====== Data extract ======

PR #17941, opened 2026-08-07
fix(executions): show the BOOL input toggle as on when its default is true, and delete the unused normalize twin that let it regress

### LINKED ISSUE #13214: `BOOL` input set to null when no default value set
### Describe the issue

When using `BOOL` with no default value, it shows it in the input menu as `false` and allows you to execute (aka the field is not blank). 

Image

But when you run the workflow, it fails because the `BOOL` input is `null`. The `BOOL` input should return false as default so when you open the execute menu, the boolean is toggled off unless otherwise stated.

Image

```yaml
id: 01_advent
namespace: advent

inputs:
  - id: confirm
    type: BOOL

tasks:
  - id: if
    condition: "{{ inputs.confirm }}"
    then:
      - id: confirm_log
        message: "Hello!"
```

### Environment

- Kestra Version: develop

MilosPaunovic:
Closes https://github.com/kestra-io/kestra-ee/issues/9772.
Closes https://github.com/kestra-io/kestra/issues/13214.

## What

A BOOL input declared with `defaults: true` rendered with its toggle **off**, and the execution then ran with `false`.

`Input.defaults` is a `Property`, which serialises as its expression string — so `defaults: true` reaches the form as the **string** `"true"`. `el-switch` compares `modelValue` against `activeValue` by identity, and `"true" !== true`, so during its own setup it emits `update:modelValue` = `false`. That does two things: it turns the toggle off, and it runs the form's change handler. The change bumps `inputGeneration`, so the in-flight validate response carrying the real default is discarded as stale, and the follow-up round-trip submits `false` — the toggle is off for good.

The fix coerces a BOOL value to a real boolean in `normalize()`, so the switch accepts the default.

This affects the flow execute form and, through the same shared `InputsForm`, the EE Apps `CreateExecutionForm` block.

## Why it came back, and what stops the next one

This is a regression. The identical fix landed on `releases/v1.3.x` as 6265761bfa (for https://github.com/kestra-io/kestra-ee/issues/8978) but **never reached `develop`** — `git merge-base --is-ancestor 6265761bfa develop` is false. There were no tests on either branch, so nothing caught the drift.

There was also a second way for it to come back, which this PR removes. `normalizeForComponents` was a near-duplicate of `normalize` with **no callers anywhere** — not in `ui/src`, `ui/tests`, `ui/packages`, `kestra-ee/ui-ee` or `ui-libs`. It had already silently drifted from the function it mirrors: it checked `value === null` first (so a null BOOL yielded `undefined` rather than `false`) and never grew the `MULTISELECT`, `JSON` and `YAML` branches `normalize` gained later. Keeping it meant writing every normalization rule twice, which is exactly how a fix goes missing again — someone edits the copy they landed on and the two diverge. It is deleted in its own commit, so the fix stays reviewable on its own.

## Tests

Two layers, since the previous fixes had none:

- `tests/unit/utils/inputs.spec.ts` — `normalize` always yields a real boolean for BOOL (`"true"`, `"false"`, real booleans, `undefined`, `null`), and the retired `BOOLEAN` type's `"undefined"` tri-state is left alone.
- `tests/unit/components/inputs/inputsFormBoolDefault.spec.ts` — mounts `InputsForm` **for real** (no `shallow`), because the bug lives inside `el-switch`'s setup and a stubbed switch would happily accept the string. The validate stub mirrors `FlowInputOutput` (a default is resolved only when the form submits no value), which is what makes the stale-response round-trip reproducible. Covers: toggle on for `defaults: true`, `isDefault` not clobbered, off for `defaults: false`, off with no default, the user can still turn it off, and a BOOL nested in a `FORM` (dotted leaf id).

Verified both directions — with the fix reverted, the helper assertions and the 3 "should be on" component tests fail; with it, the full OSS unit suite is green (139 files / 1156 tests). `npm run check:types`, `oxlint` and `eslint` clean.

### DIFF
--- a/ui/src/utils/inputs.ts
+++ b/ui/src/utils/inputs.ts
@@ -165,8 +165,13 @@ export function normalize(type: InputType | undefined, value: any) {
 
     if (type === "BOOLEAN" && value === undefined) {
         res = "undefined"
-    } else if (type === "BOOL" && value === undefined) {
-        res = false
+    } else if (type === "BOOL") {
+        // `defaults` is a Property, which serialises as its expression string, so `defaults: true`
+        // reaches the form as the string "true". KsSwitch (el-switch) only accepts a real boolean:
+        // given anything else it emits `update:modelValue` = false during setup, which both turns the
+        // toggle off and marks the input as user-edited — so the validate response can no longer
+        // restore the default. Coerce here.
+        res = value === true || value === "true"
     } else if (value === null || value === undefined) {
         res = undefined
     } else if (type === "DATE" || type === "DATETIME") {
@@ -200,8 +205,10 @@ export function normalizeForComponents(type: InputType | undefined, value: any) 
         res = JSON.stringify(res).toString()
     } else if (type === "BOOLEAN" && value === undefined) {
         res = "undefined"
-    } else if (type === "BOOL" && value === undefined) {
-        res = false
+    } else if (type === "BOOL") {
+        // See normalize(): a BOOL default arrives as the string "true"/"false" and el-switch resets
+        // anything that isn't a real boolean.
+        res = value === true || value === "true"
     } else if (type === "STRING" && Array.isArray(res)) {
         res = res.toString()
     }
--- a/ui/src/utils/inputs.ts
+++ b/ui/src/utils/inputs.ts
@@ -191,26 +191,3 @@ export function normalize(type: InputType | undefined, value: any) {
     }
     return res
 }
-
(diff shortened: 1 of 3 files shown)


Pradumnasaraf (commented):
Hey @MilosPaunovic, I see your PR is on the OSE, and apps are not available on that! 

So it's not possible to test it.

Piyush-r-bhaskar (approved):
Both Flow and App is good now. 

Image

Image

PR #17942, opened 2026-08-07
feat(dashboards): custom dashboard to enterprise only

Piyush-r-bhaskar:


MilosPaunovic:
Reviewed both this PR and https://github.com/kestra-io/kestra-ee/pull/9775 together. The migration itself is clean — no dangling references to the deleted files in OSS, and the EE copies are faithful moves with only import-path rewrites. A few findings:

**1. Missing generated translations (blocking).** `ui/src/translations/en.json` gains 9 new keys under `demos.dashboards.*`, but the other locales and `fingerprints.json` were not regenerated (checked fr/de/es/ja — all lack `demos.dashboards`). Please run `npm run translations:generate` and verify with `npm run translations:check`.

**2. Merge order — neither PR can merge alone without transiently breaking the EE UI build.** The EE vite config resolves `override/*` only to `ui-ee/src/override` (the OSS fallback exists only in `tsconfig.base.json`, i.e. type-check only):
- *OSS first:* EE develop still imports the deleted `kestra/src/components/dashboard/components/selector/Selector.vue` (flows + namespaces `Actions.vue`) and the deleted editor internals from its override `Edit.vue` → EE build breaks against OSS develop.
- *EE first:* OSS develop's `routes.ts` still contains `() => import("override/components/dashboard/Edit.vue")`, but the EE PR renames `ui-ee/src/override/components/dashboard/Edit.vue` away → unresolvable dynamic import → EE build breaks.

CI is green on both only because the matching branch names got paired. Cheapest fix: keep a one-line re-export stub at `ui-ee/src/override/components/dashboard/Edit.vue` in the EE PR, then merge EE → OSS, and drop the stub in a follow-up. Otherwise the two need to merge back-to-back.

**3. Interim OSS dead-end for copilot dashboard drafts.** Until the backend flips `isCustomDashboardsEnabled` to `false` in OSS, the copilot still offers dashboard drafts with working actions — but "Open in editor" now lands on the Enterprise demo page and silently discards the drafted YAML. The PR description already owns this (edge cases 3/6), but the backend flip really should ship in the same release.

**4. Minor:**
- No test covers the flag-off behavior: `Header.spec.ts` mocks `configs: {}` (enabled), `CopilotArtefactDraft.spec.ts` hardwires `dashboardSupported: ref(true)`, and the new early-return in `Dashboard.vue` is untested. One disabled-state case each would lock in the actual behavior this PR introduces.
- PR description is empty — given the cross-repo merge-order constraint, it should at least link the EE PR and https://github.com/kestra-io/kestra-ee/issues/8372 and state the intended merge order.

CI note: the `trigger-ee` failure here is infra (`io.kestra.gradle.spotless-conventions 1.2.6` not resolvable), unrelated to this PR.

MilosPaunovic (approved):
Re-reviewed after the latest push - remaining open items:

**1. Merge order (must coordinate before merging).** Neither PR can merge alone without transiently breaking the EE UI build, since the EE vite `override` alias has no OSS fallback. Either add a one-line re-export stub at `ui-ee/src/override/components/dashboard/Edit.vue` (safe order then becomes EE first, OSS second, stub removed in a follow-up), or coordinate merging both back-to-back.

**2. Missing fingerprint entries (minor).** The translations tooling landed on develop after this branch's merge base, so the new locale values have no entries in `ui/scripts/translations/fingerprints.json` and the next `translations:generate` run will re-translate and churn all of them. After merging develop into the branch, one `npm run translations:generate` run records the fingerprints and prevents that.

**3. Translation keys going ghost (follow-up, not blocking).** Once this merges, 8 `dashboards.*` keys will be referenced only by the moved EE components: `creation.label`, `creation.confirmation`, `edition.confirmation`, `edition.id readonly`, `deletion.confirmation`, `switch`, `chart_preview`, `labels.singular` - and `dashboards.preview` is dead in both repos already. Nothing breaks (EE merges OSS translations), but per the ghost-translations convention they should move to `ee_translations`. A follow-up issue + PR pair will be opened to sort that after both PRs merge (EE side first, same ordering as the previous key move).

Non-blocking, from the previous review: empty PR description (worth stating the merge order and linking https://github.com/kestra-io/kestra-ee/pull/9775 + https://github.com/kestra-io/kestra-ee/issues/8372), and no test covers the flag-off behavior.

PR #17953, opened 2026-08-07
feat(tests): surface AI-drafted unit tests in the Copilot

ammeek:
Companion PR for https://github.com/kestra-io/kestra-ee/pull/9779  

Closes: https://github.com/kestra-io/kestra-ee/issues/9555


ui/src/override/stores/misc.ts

======

■ Task prompt
Only one stretch is wanted, so please give again exactly the lines from the start of the data through the line containing "## Why it came", both ends included.

■ Output
PR #17941, opened 2026-08-07
fix(executions): show the BOOL input toggle as on when its default is true, and delete the unused normalize twin that let it regress

### LINKED ISSUE #13214: `BOOL` input set to null when no default value set
### Describe the issue

When using `BOOL` with no default value, it shows it in the input menu as `false` and allows you to execute (aka the field is not blank). 

Image

But when you run the workflow, it fails because the `BOOL` input is `null`. The `BOOL` input should return false as default so when you open the execute menu, the boolean is toggled off unless otherwise stated.

Image

```yaml
id: 01_advent
namespace: advent

inputs:
  - id: confirm
    type: BOOL

tasks:
  - id: if
    condition: "{{ inputs.confirm }}"
    then:
      - id: confirm_log
        message: "Hello!"
```

### Environment

- Kestra Version: develop

MilosPaunovic:
Closes https://github.com/kestra-io/kestra-ee/issues/9772.
Closes https://github.com/kestra-io/kestra/issues/13214.

## What

A BOOL input declared with `defaults: true` rendered with its toggle **off**, and the execution then ran with `false`.

`Input.defaults` is a `Property`, which serialises as its expression string — so `defaults: true` reaches the form as the **string** `"true"`. `el-switch` compares `modelValue` against `activeValue` by identity, and `"true" !== true`, so during its own setup it emits `update:modelValue` = `false`. That does two things: it turns the toggle off, and it runs the form's change handler. The change bumps `inputGeneration`, so the in-flight validate response carrying the real default is discarded as stale, and the follow-up round-trip submits `false` — the toggle is off for good.

The fix coerces a BOOL value to a real boolean in `normalize()`, so the switch accepts the default.

This affects the flow execute form and, through the same shared `InputsForm`, the EE Apps `CreateExecutionForm` block.

## Why it came back, and what stops the next one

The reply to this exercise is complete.